One year old healthy, straight growing grafts from reliable sources can be planted at the centre of pits along with the ball of the earth intact during rainy season in such a way that the roots are not expanded and the graft union is above the ground level. Plants should be irrigated immediately after planting. In the initial one or two years, it is advisable to provide some shade to the young plants and also stake to make them grow straight.

Training and pruning :

About one meter from the base on the main trunk should be kept free from branching and the main stem can be allowed thereafter spaced at 20-25 cm apart in such a way that they grow in different directions. Branches which cross over/rub each other may be removed at pencil thickness.

Fertiliser Application :

In general, 170 gm urea, 110 gm single super phosphate and 115 gm muriate of potash per plant per year of the age from first to tenth year and thereafter 1.7 kg, 1.1 kg, and 1.15 kg respectively of these fertilisers per plant per year can be applied in two equal split doses (June-July and October).

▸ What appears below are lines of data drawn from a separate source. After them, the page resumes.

PR #10492, opened 2026-09-02
curate: add PAICS Deficiency (de novo purine synthesis defect)

### LINKED ISSUE #10471: Curate PAICS deficiency (MONDO:0859003)
Curate a dismech entry for **phosphoribosylaminoimidazole carboxylase deficiency** ([MONDO:0859244](https://monarchinitiative.org/MONDO:0859244)) — an inborn error of de novo purine biosynthesis affecting the bifunctional PAICS enzyme (AIR carboxylase / SAICAR synthetase), which catalyses steps 6 and 7 of the pathway.

MONDO records only `MONDO:0003847` hereditary disease as parent and no descendants, so it is a leaf and a `kb/disorders/` Disease is the expected outcome. dismech has no purine-biosynthesis entry yet, so there is no existing parent to fold this into. The stub carries no `genes:` block; confirm PAICS and the reported phenotype from OMIM/Orphanet rather than assuming it. This is an ultra-rare entity with a very small published case literature, so expect the evidence work to be the limiting factor — cite what exists and leave sections empty rather than padding.

Stub: `stubs/Phosphoribosylaminoimidazole_Carboxylase_Deficiency.yaml`

gingin77:
Adds a knowledge base entry for **PAICS deficiency** ([MONDO:0859003](https://monarchinitiative.org/MONDO:0859003)), a very rare inherited disorder of purine synthesis. Cells build purines — the A and G of DNA and RNA — by a ten-step assembly line. PAICS is a single protein that runs steps six and seven. When both copies are broken, babies are born with a cluster of malformations: a blocked esophagus, heart defects, urogenital anomalies, spine and limb defects, and a recognisable facial appearance. The first two patients described died within days of birth.

Fewer than ten people have been reported, and the entry is written to make that visible rather than to imply a settled picture.

## Two open problems the entry records rather than smooths over

**The toxic chemical everyone expected isn't there.** In the two related purine-synthesis disorders, the substrate piles up behind the enzyme block and poisons the cell. Here the authors looked for the two expected chemicals in patient cells and found neither — even though one of them kills cells in culture when supplied directly. So the working mechanism is not poisoning but a failure of the *purinosome*, the temporary cluster the ten enzymes form so intermediates can be handed straight from one to the next. Patient cells cannot assemble it, and putting a working copy of PAICS back in fixes that.

The practical consequence: there is no chemical to measure for diagnosis and nothing to remove for treatment.

**The same genetic change gives very different diseases.** All the malformation patients carry the same variant, p.(Lys53Arg), on both copies. One pair of siblings died as newborns. An unrelated boy with the identical genotype was seven years old with normal development. And a separately reported pair of siblings had severe neurological decline with *none* of the malformations. Something other than the variant is deciding the outcome, and nobody knows what.

Both are recorded as `KNOWLEDGE_GAP` discussions attached to the relevant nodes.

Foliar spray of 3% urea is recommended before flowering in sandy areas.

Irrigation :

Young plants are watered frequently for proper estalbishment. In case of grown up trees, irrigation at 10 to 15 days interval from fruit set to maturity is beneficial for improving yield. However, irrigation is not recommended for 2-3 months prior to flowering as it is likely to promote vegetative growth at the expense of flowering.

Inter cropping :

Inter crops such as vegetables, legumes, short duration and dwarf fruit crops like papaya, guava, peach, plum, etc. depending on the agro-climatic factors of the region can be grown. The water and nutrient requirements of the inter crops must be met separately.

Plant Protection :

Mango is prone to damages by a large number of pests, diseases and disorders. The recommended control measures for most important and common among them are briefed below :

Mango hopper : Two sprays (at panicles emergency and at pea size of fruits) of carbaryl (0.15%), monocrotophos (0.04%) or phosphamidan (0.05).

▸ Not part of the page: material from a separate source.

PR #10493, opened 2026-09-02
curate: add Porphyria-Related Leukoencephalopathy (biallelic HMBS)

### LINKED ISSUE #10470: Curate leukoencephalopathy, porphyria-related (MONDO:0958226)
Curate a dismech entry for **leukoencephalopathy, porphyria-related** ([MONDO:0958226](https://monarchinitiative.org/MONDO:0958226)) — cerebral white matter disease arising in the setting of HMBS-related hepatic porphyria.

Mealy bug : Ploughing inter spaces in November and dusting 2% methyl parathion @200 g per tree near the trunk and fixing 20 cm wide 400 gauge polythene strips around the trunk with grease applied on the lower edge in January as prophylactic measures and two sprays of monocrotophos (0.04%) at 15 days interval as control are needed.

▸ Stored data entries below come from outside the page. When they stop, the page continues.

PR #10494, opened 2026-09-02
curate: add Cardiomyopathy Dilated 2H (GET3/ASNA1)

### LINKED ISSUE #10468: Curate cardiomyopathy, dilated, 2H (MONDO:0859358)
Curate a dismech entry for **cardiomyopathy, dilated, 2H** ([MONDO:0859358](https://monarchinitiative.org/MONDO:0859358)) — a genetically defined familial dilated cardiomyopathy: left ventricular dilatation with impaired systolic function, progressing to heart failure and arrhythmia.

MONDO places this under `MONDO:0700335` familial isolated dilated cardiomyopathy with no recorded descendants, so it is a leaf. dismech has strong precedent for curating individual locus-defined DCM entities as their own entries — `Dilated_Cardiomyopathy_1A/1B/1D/…`, `Cardiomyopathy_Dilated_2G`, `Cardiomyopathy_Dilated_100` — collected in `kb/groupings/Familial_Dilated_Cardiomyopathy.yaml`. The expected outcome is a `kb/disorders/` Disease following that naming pattern, added to the grouping. The stub records no `genes:` block, so confirm the causal gene and inheritance from OMIM before curating; the "2" series is the autosomal recessive DCM numbering, which should be checked rather than assumed.

Stub: `stubs/Cardiomyopathy_Dilated_2H.yaml`

gingin77:
Adds a knowledge base entry for **dilated cardiomyopathy 2H** ([MONDO:0859358](https://monarchinitiative.org/MONDO:0859358)), a recessive heart muscle disease that kills in early infancy.

What makes it mechanistically interesting is the gene. Most inherited dilated cardiomyopathy comes from broken structural proteins — titin, lamin, myosin. This one comes from breaking a delivery service. Around 5% of membrane proteins are "tail-anchored": they are made in the cytoplasm with a sticky patch at one end and have to be escorted to the right membrane afterwards, because that patch would otherwise clump. GET3 is the escort. Lose it and a whole class of membrane proteins never arrives, cardiomyocyte membrane traffic falls apart, and the heart dilates and fails. This was the first evidence that the tail-anchored insertion pathway causes human disease.

## The first deep-research run returned the wrong disease — and why

**The committed report is correct.** `research/Cardiomyopathy_Dilated_2H-deep-research-openscientist.md` carries `mondo_id: MONDO:0859358` in its frontmatter, mentions ASNA1/GET3 throughout and RPL3L not at all. This section describes the *first* run, which was discarded and replaced. An earlier version of this description said the committed artifact was the bad one; that was left stale after the re-run and is corrected here.

The first run named **RPL3L** as the causal gene — 44 mentions of RPL3L, zero of ASNA1 or GET3, an entire mechanism section built on muscle-specific ribosome biogenesis. That is a real disease, but it is CMD2**D**, not CMD2**H**:

| | OMIM | MONDO | Gene | Defining report |
|---|---|---|---|---|
| **CMD2H** (this PR) | 620203 | MONDO:0859358 | **GET3** (ASNA1) | Verhagen 2019 |
| CMD2D | 619371 | MONDO:0030300 | RPL3L | Ganapathi 2020 |

I verified this through NCBI rather than assuming. MedGen concept-to-gene linkage is 1:1 in both directions, and MedGen's own definition of CMD2H cites Verhagen et al. 2019 — which is [PMID:31461301](https://pubmed.ncbi.nlm.nih.gov/31461301/), the ASNA1 paper.

**The cause turned out to be a repo bug, not a provider one.** The `research-disease` recipe hardcoded an empty `mondo_id`, so the provider received a disease *name* and no identifier and disambiguated on its own. A controlled three-run experiment confirmed it: with `mondo_id=''` the report comes back 44 RPL3L / 0 GET3; with `mondo_id=MONDO:0859358` it comes back 0 RPL3L / 49 GET3. The recipe is fixed in #10696 (merged), which extracts the ID from the entry or stub and prints it on the dispatch line so an empty one is visible before the run rather than after. This PR now carries the corrected report from the second run.

**Nothing was taken from either report.** The entry was built from primary literature found independently, before the first report arrived; the corrected report was used afterwards only as a completeness cross-check.

The part still worth generalising: the first report's own reference validation came back **19/19 resolved, 0 unresolved, 0 off topic**. That looks like a clean bill of health and is not one. Relevance is scored against the report's *own* vocabulary, so a report built around the wrong disease has wrong-disease vocabulary throughout and scores all of its wrong-disease citations as on topic. The single signal was one quote-match failure, on `PMID:35323613`, whose text turned out to be about biallelic RPL3L variants. That one line is what prompted the check.

The two diseases are a natural trap: both recessive, both neonatal-onset, both rapidly progressive, both fatal without transplant, OMIM numbers one letter apart.

## What's in the entry

```
biallelic GET3 loss of function
        ↓
impaired tail-anchored protein insertion into the ER
        ↓
disrupted cardiomyocyte membrane trafficking and proteostasis
        ↓
impaired contractility and ventricular remodeling → infantile-onset DCM
```

Two animal models carry `ModelMechanismLink` readouts rather than sitting as disconnected list entries:

- **Zebrafish** `asna1` loss, with the mRNA rescue arm. Wild-type mRNA restores contractility; neither patient allele does. That experiment is the functional evidence that both alleles are pathogenic.
- **Mouse**, cardiomyocyte-specific, constitutive *and* inducible. The pair separates a developmental requirement (myocardial thinning by E16.5, perinatal lethality) from a maintenance requirement (adult deletion → rapid dilation).

A `HUMAN_MODEL_MISMATCH` discussion records the limit of both: they are effectively null, while the human genotype pairs a nonsense allele with a p.(Val163Ala) missense that still makes protein. Neither model can say anything about residual hypomorphic activity.

## One schema note

`HP:0001522` "Death in infancy" sits outside the `PhenotypeTerm` dynamic enum, so early death could not be a phenotype. It is recorded through `progression` and `clinical_burden` instead. Same pattern as `HP:0003811` "Neonatal death". If there is a preferred way to record a fatal outcome I have missed, I would rather use it.

## Validation

`just validate` passes: schema, terms and references. **43/43** evidence snippets verified. `check-entity-refs`, `check-causal-targets`, `check-duplicate-keys`, `check-enum-values` and `check-qualifier-terms` all pass.

Closes #10468

https://claude.ai/code/session_01NgzW11dBNCm5ZjtgqMzf7T

### DIFF
--- a/history/disorders/Cardiomyopathy_Dilated_2H/2026-09-06T051538Z-claude-code-2a87a3.yaml
+++ b/history/disorders/Cardiomyopathy_Dilated_2H/2026-09-06T051538Z-claude-code-2a87a3.yaml
@@ -1,0 +1,48 @@
+history_version: 1
+target:
+  kind: disorder
+  slug: Cardiomyopathy_Dilated_2H
+  path: kb/disorders/Cardiomyopathy_Dilated_2H.yaml
+session:
+  id: 2026-09-06T051538Z-claude-code-2a87a3
+  timestamp: '2026-09-06T05:15:38Z'
+  actors:
+  - type: ai_agent
+    name: claude-code
+    model: claude-opus-5
+    agent_tool: claude-code
+links:
+  issues: []
+  prs:
+  - https://github.com/monarch-initiative/dismech/pull/10494
+  urls: []
+events:
+- type: EDIT
+  outcome: changed
+  sections:
+  - diagnosis
+  - treatments
+  - phenotypes
+  - histopathology
+  - discussions
+  - notes
+  summary: Mine the GeneReviews overview, connect Cardiac arrest, bind fibrosis, add
+    transplantation
+  details: |
+    Third review round on PR #10494. Three blocking items and four suggestions; all seven addressed.
+
+    GeneReviews. The entry tagged PMID:20301486 and mined nothing from it, justifying that on the abstract-only cache and citing Cardiomyopathy_Dilated_2G and Cardiomyopathy_Dilated_100 as precedent. The reviewer checked and CMD100 mines the same abstract-only cache in two places. The note was half wrong: CMD2G does tag without mining and is a real precedent, CMD100 is not. Both minable strings from the cached purpose statement are now quoted where they apply - the proband evaluation strategy on the exome-sequencing diagnosis entry, and the genetic risk assessment of at-risk relatives on genetic counselling - graded OTHER, matching CMD100. The note now records that the earlier conclusion was wrong rather than silently dropping it.
+
+    Cardiac arrest was the one phenotype never named as a target, so it rendered as a disconnected node. It is now a sequela of Dilated cardiomyopathy, as a bare name.
+
+    Histopathology. Prominent subendothelial fibrosis is bound to NCIT:C3044 Fibrosis, following Arrhythmogenic_Right_Ventricular_Cardiomyopathy. NCIT was searched for the other two findings and has nothing usable - no finding term for irregular intercalated discs, and for myofibrillar disorganization only Myofibrillar Myopathy, which is a disease. Both left unbound under no term beats a bad one, with the search recorded in notes so it is not repeated.
+
+    Heart transplantation added, reversing a decline I made twice. My objection was that the two reported patients died at seven weeks and twelve days having never been transplant candidates, so asserting the therapy would go beyond the source. That objection was about evidence, and the repo already has a convention for exactly this case: Dilated_Cardiomyopathy_1EE and Dilated_Cardiomyopathy_1A carry Heart Transplantation with notes reading Deliberately unevidenced, no gene-specific outcomes are reported. That is the honest shape and I should have found it rather than declining twice. Bound to NCIT:C15246 Heart Transplantation, the cached term the sibling DCM entries use, not the NCIT:C15326 the research report suggested. The description says explicitly that neither patient reached candidacy and that whether transplant is reachable in GET3 disease is unknown rather than answered negatively.
+
+    Two snippets that stopped short of a character now carry the full phrase - the QRS range through its en-dash, and the tail-anchored substrate list through all seven proteins with their identifiers. Neither truncation was folded-scalar corruption, which is the thing worth avoiding; both were just weaker quotes than the source offered.
+
+    PLN in the substrate discussion is now marked as printed PPLA in the source, so a reader can find the string in the paper. PLN remains the correct HGNC symbol.
+
+    The PR description was stale and said the committed deep-research report is about RPL3L. It is not - the committed artifact carries mondo_id MONDO:0859358 and zero RPL3L mentions, because the run was repeated after the recipe fix in #10696. I said in the previous round that I was updating the description and did not. Rewritten now and verified by re-reading it from the API.
+
+    Validation: just validate passes; 43/43 snippets verified, up from 41. All per-file offline gates green. The three whole-KB snippet gates report pre-existing findings on this branch's base, none in this file.
--- a/kb/disorders/Cardiomyopathy_Dilated_2H.yaml
+++ b/kb/disorders/Cardiomyopathy_Dilated_2H.yaml
@@ -315,6 +315,9 @@ phenotypes:
   - target: Prolonged QRS complex
     description: >-
       Conduction abnormality accompanying the cardiomyopathy.
+  - target: Cardiac arrest
+    description: >-
+      The proband arrested during the rapid deterioration that took her to ECMO.
   evidence:
   - reference: PMID:31461301
     reference_title: "Biallelic Variants in ASNA1, Encoding a Cytosolic Targeting Factor of Tail-Anchored Proteins, Cause Rapidly Progressive Pediatric Cardiomyopathy."
@@ -411,7 +414,7 @@ phenotypes:
     reference_title: "Biallelic Variants in ASNA1, Encoding a Cytosolic Targeting Factor of Tail-Anchored Proteins, Cause Rapidly Progressive Pediatric Cardiomyopathy."
     supports: SUPPORT
     evidence_source: HUMAN_CLINICAL
-    snippet: "ECG recordings showed sinus rhythm with broad QRS complexes (range 124"
+    snippet: "ECG recordings showed sinus rhythm with broad QRS complexes (range 124–264 ms; Figure IVA in the Data Supplement)."
     explanation: Documents the conduction abnormality on ECG.
 
 - category: Cardiovascular
@@ -503,6 +506,11 @@ biochemical:
 
 histopathology:
 - name: Prominent subendothelial fibrosis
+  finding_term:
+    preferred_term: prominent subendothelial fibrosis
+    term:
+      id: NCIT:C3044
+      label: Fibrosis
   description: >-
     Found on microscopic examination of the myocardium at postmortem, alongside
     increased heart weight relative to body size and severe left ventricular
@@ -565,6 +573,16 @@ diagnosis:
     evidence_source: HUMAN_CLINICAL
     snippet: "Targeted next-generation sequencing of 48 genes implicated in cardiomyopathy revealed no potentially deleterious variants."
     explanation: Establishes that the standard cardiomyopathy panel does not detect this disorder.
+  - reference: PMID:20301486
+    reference_title: "Dilated Cardiomyopathy Overview."
+    supports: SUPPORT
+    evidence_source: OTHER
+    snippet: >-
+      Provide the evaluation strategy of a proband with nonsyndromic DCM
+    explanation: >-
+      The GeneReviews overview sets out the proband evaluation strategy for
+      nonsyndromic dilated cardiomyopathy, which is the workup CMD2H presents
+      into and which the negative panel here interrupts.
 
 prevalence:
 - population: Worldwide
@@ -781,6 +799,17 @@ treatments:
     explanation: >-
       Shows the recurrence risk being acted on clinically - the sibling was
       screened at birth on the strength of the family history.
+  - reference: PMID:20301486
+    reference_title: "Dilated Cardiomyopathy Overview."
+    supports: SUPPORT
+    evidence_source: OTHER
+    snippet: >-
+      relatives of a proband with DCM to inform cardiac surveillance and allow
+      early detection and treatment of DCM to improve long-term outcome
+    explanation: >-
+      States the purpose of genetic risk assessment of at-risk relatives, which
+      is the cascade-testing and surveillance limb of the counselling offered
+      here.
 
 - name: Supportive Heart Failure Management
   description: >-
@@ -825,6 +854,33 @@ treatments:
     snippet: "she was transferred to a tertiary referral hospital for extracorporeal membrane oxygenation. LV function remained poor without any signs of improvement"
     explanation: Records that ECMO was administered and that ventricular function did not improve on it.
 
+- name: Heart Transplantation
+  therapeutic_modality: SURGERY
+  description: >-
+    The definitive option for end-stage infantile dilated cardiomyopathy and the
+    endpoint that mechanical support bridges to. Recorded as the escalation
+    target for this entry's terminal node, not as a therapy either reported
+    patient received: the proband died at seven weeks on ECMO having never
+    reached candidacy, and her sister died at twelve days. Whether transplant is
+    reachable in GET3 disease is therefore genuinely unknown rather than
+    answered negatively - the two known patients deteriorated too fast to test
+    it.
+  treatment_term:
+    preferred_term: heart transplantation
+    term:
+      id: NCIT:C15246
+      label: Heart Transplantation
+  target_mechanisms:
+  - target: Impaired Cardiac Contractility and Ventricular Remodeling
+    description: >-
+      Replaces the failing myocardium outright; the only option here that
+      removes the diseased tissue rather than compensating for its loss of
+      function.
+  notes: >-
+    Deliberately unevidenced; no GET3/ASNA1-specific transplantation outcomes
+    are reported. Follows the convention used by the numbered-series peers
+    Dilated_Cardiomyopathy_1EE and Dilated_Cardiomyopathy_1A.
+
 discussions:
 - discussion_id: which_ta_substrate_drives_the_heart_phenotype
   kind: KNOWLEDGE_GAP
@@ -837,7 +893,8 @@ discussions:
   rationale: >-
     The index paper narrows this considerably: inspecting the predicted human
     tail-anchored proteome it names seven already associated with human
-    cardiomyopathy - DMPK, DYSF, EMD, JPH2, PLN, SYNE1 and SYNE2. So the gap is
+    cardiomyopathy - DMPK, DYSF, EMD, JPH2, PLN (printed as PPLA in the source),
+    SYNE1 and SYNE2. So the gap is
     not that no candidates exist but which of that shortlist is rate-limiting.
     There is also a partial negative result to work against: emerin localized
     correctly to the nuclear membrane in patient myocardium, though nuclei were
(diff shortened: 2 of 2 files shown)


gingin77:
All six blocking items fixed, all five suggestions taken. **Phenotypes went from one to seven; snippets from 16 to 37.**

Your core criticism was right, and I want to name the failure mode rather than just fix it. I treated the deep-research report as *the* research artifact, discovered it was about a different disease, wrote that up carefully — and then effectively proceeded as if this entry had no research backing, instead of mining the cached primary full text as its substitute. The under-consumption wasn't an oversight on individual facts; it followed from that.

| Item | Status |
|---|---|
| 1. Cardiac malformations | VSD (2/2), ASD, tachypnea (2/2), feeding difficulties, prolonged QRS, LV thrombus |
| 2. `histopathology` | Added — fibrosis, intercalated discs, myofibrillar disorganization |
| 3. Cis allele pair | Fixed, plus the absent-NMD result |
| 4. Overstated knowledge gaps | Both rewritten against what the paper says |
| 5. `BEHAVIORAL` modality | → `OTHER`, plus ECMO as its own `DEVICE` treatment |
| 6. `prevalence` + `diagnosis` | Added |

**Item 3 changed the mechanism, not just the detail.** Cys289 is part of an essential zinc-binding site, so the paternal allele is doubly compromised rather than simply truncated — and the absent nonsense-mediated decay means the truncated protein is actually made rather than cleared. Both are now in the description and cited.

**Item 4 is the one I'm most glad you pushed on.** "The current evidence does not name one" was straightforwardly false — the paper names seven candidates. The gap is now *which of the shortlist is rate-limiting*, which is answerable. The emerin negative is curated as a `REFUTE` item, since it narrows the shortlist rather than merely being absent.

**On node bundling I split rather than retagged.** You suggested `TISSUE` on the contractility node; I think the better resolution of the same observation is a real `TISSUE` node between the cellular and organ steps — `Cardiomyocyte Structural Disorganization` — which gives the histopathology its attachment point and removes what was a bare assertion. Contractility stays `ORGANISM`. Say if you'd rather have the simpler version.

## The root cause is repo-wide, not a bad input on one run

You traced the wrong-disease report to `mondo_id: ''` in the frontmatter. That's right, and it goes further than one run. From `justfile`:

```
--var "disease_name=$disease_name" \
--var "mondo_id=" \
--var "category=$category" \
```

It is hardcoded empty. **Every deep-research run this repository has ever dispatched went out with a disease name and no identifier**, which is why CMD2H — a name one letter from a better-documented disease — resolved to the wrong one. That is a real latent defect affecting every entry curated from a DR report, not just this one.

I'm handling that as its own change rather than folding a `justfile` edit into a curation PR. A corrected run for this disease (`--var mondo_id=MONDO:0859358`, which overrides the hardcoded empty) is in flight now; I'll add it here when it lands, and it doubles as the test of whether the empty ID was the cause.

**Validation:** `just validate` passes; **37/37** snippets verified. All offline gates green. Compliance 91.2% / 91.8%.

On GeneReviews — agreed and I get the same answer: gene-specific DCM chapters only, no ASNA1/GET3 entry, and this is a two-patient 2019 report. Not applicable.

gingin77:
Correction to my previous comment: **the corrected re-run I said was in flight did not actually supply the MONDO ID.**

I launched it with a trailing `--var mondo_id=MONDO:0859358`, assuming `*args` would override the hardcoded empty value in the recipe. It doesn't. The report came back with `mondo_id: ''` in its frontmatter and, again, 44 mentions of RPL3L and zero of ASNA1/GET3 — a faithful reproduction of the original failure, not a test of the fix.

Re-running now with the recipe patch applied locally, and I will report the outcome here whichever way it goes. If it still comes back RPL3L, the identifier alone is not sufficient and the answer is a `preflight-dr` gate rather than input plumbing.

The `justfile` fix itself is [#10696](https://github.com/monarch-initiative/dismech/pull/10696). Nothing about this entry's content depends on the outcome — the entry is built entirely from the primary literature — but I did not want the claim that a corrected run had been done to stand when it hadn't.

gingin77:
**Your diagnosis was right, and the re-run you asked for settles it.** Same provider, same disease name, same template — the identifier was the only variable:

| Run | `mondo_id` | RPL3L | ASNA1/GET3 |
|---|---|---|---|
| Original | `''` | 44 | 0 |
| Retry with trailing `--var` | `''` | 44 | 0 |
| Recipe patched | `MONDO:0859358` | **0** | **49** |

The corrected report is now committed in place of the wrong one. It validates clean — 14/14 references resolved, nothing off topic, 8/8 quoted claims found in source — and cites `PMID:31461301` and `PMID:41370295`, the two primary papers this entry is already built from. So it corroborates the entry rather than adding to it, and **no entry content was changed on the strength of it**. That also closes the "zero usable deep-research coverage" gap you flagged.

**The corrected report confirms the mechanism from the other side, unprompted:**

> Early iterations of this investigation initially followed the GATAD1 literature; identifier cross-referencing through Monarch/OLS4 established that MONDO:0859358 → OMIM:620203 → GET3/ASNA1, and the report was corrected accordingly.

GATAD1 is CMD2B (OMIM:614672). So this disease name sits between **two** decoys, not one — CMD2D/RPL3L and CMD2B/GATAD1 — and the identifier is what separates them. The entry `notes` now say that, and name both.

**On whether to keep the wrong-disease report.** You advised keeping it, and that was right when it was the only report. With a correct one in hand I've dropped it: a CMD2D report living at `research/Cardiomyopathy_Dilated_2H-*.md` is a trap for the next curator and no longer buys anything, since its content is regenerable in one command for the disease it actually describes — still queued as `stubs/Cardiomyopathy_Dilated_2D.yaml`, and now reproducible correctly thanks to [#10696](https://github.com/monarch-initiative/dismech/pull/10696). The mix-up stays documented in the entry `notes`, the history record, [#10495](https://github.com/monarch-initiative/dismech/issues/10495) and this thread. Say if you'd rather I restore the file.

Also worth flagging plainly: I told you a corrected run was in flight before it was. That run passed the ID as a trailing `--var`, which does not override the recipe's hardcoded value, so it reproduced the original failure instead of testing the fix. I corrected that here and on #10696 as soon as I saw it. The real test used the patch applied locally and reverted afterwards — `project.justfile` is unmodified on this branch.

`just validate` passes; 37/37 snippets verified.

gingin77:
All four fixed. `7c3d094fb`.

**Item 1 — you were right to raise it a third time.** I corrected the pathophysiology description to "three variants across two alleles, not two" and then never re-read `genetic[0].notes`. So the file asserted the genotype two different ways, with the incomplete version sitting in the section a reader goes to *for* the genotype, and the omitted variant being `c.867C>G p.(Cys289Trp)` — the one that destroys the zinc-binding site. A correction applied in one place is not a correction, and I should have grepped the file for the old claim rather than fixing the instance you'd quoted.

**Thank you for the gnomAD caveat — I'd have got that wrong.** The paper's pLI 0.92 is from v2.0.2 and current gnomAD gives a much lower value for the same gene. The entry now attributes 0.92 to that release explicitly and says the number is version-bound, rather than stating a figure current gnomAD contradicts.

**Item 2 was wrong in a direction that mattered.** `HP:0003642` is HPO's *type I* CDG profile — an N-glycan assembly defect — while the paper reports a **combined** N- and O-linked defect, which is the type II trafficking signature. So the binding pointed opposite to the entry's own argument that this is a readout of the trafficking lesion. Rebound to `HP:0003160`.

And you're right that the `notes` overstated the source. I wrote "This is not an incidental laboratory finding"; the authors write "it is possible that", and in the same passage that because the profiles were only slightly abnormal "these results should not necessarily be considered pathogenic". That is a materially weaker claim than mine, and the rewritten notes carry their hedge and the reason for the general binding.

**Items 3 and 4** — both were `preferred_term` more specific than the binding, which is the wrong way round. `UBERON:0002349` for myocardium (the contractility node keeps `UBERON:0002084`, since that node *is* about the left ventricle), and `HP:0001684` for the secundum ASD I had already named in the preferred_term.

**Validation:** `just validate` passes; 37/37 snippets verified. `pytest tests/test_data.py -k "animal_model or entity_ref or causal or foreign or model_readout"` — 18,742 passed. All offline gates green.

gingin77:
Rebased onto current `main` — this PR had gone `DIRTY`, which is why `pr-shepherd` skipped it while merging the three sibling curation PRs and #10696.

The conflicts were all mechanical collisions with what had just merged: term-cache CSV rows in the same sorted region, and reference-cache files for papers a sibling PR had fetched. Resolved by taking `main`'s copy of each and re-deriving my own rows with `just validate-terms` + `just normalize-cache`, rather than hand-merging — cache rows are derived artifacts and hand-editing them is explicitly forbidden.

No content changed. `just validate` passes and every snippet still verifies.

The force-push dropped the approval, since `main` has `dismiss_stale_reviews` on. Re-requesting review.

**One thing worth flagging that is not mine to fix.** The rebase kept stalling on `references_cache/DOI_10.1172_JCI152297.md`. `main` carries the same paper cached twice under two DOI casings — `DOI_10.1172_JCI152297.md` and `DOI_10.1172_jci152297.md` — and a case-insensitive filesystem (macOS default) can only hold one of them on disk, so git reports the other as permanently modified and refuses to continue a rebase. I worked around it with `--assume-unchanged` and cleared the flag afterwards; the branch is unaffected.

That will block any rebase on macOS, not just mine. The fix is to drop one of the two entries on `main` and regenerate via `just fetch-reference` so the DOI casing is canonical, which belongs in its own PR.

gingin77:
Both blocking items fixed, four of five suggestions taken, bundled into one push. `03afc2343`

**On the pathograph — the septal-defect point was the useful part.** You left the parent choice to me, and you were right that they aren't sequelae of the cardiomyopathy: both were present on day-one echo, before ventricular function declined. They now hang off `Cardiomyocyte Structural Disorganization` as `INDIRECT_UNKNOWN_INTERMEDIATES`, since how loss of tail-anchored protein targeting disturbs septation isn't established. Tachypnea, feeding difficulties, LV thrombus and prolonged QRS are `sequelae` of the DCM node, where they do belong.

**The biochemical entry** — "the argument is written; it just isn't structured" was exactly the right diagnosis. It now carries `readouts` onto the trafficking node, graded `CORRELATES_WITH` rather than `READOUT_OF` and the evidence `INDIRECT`, because the authors say the profiles were only slightly abnormal and "should not necessarily be considered pathogenic". Supportive care gained `target_mechanisms`.

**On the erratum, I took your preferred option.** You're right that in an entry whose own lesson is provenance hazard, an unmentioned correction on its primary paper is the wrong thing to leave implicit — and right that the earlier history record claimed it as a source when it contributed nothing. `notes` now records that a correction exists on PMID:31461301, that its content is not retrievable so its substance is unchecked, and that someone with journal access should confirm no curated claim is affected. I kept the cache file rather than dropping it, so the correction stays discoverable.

Powdery mildew : Two to three sprays of wettable sulphur (0.2%) or Kerathane (0.1%) at 10-15 days interval.

Anthracrose : Two sprays of Baristin (0.1%) at fortnight interval.

Malformation : One spray of 200 ppm NAA in October followed by deblossoming at bud burst stage in December - January.

Fruit drop : Regular irrigation during fruit development, timely and effective control of pests and diseases and spraying 20 ppm NAA at pea size of fruits.

Harvesting and yield :

Graft plants start bearing at the age of 3 - 4 years (10-20 fruits) to give optimum crop from 10-15th year which continues to increase upto the age of 40 years under good management.

Post Harvest Management :

Storage : Shelf life of mangoes being short (2 to 3 weeks) they are cooled as soon as possible to storage temperatue of 13 degree Celcius. A few varieties can withstand storage temperature of 10 degree Celcius. Steps involved in post harvest handling include preparation, grading, washing, drying, waxing, packing, pre-cooling, palletisation and transportation.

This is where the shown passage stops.